PR #279, opened 2020-02-25
showing errors on inline modify

clairecfu:
- [x] fixed for assets, models, and datacenters

### DIFF
--- a/src/components/elementView/elementTable.tsx
+++ b/src/components/elementView/elementTable.tsx
@@ -640,12 +640,11 @@ class ElementTable extends React.Component<
   };
   handleEditFormSubmit = (values: ElementObjectType, headers: any) => {
     if (isModelObject(values)) {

REQUIRED ACTION:
Write the material out again word for word.

WORKED SOLUTION:
PR #279, opened 2020-02-25
showing errors on inline modify

clairecfu:
- [x] fixed for assets, models, and datacenters

### DIFF
--- a/src/components/elementView/elementTable.tsx
+++ b/src/components/elementView/elementTable.tsx
@@ -640,12 +640,11 @@ class ElementTable extends React.Component<
   };
   handleEditFormSubmit = (values: ElementObjectType, headers: any) => {
     if (isModelObject(values)) {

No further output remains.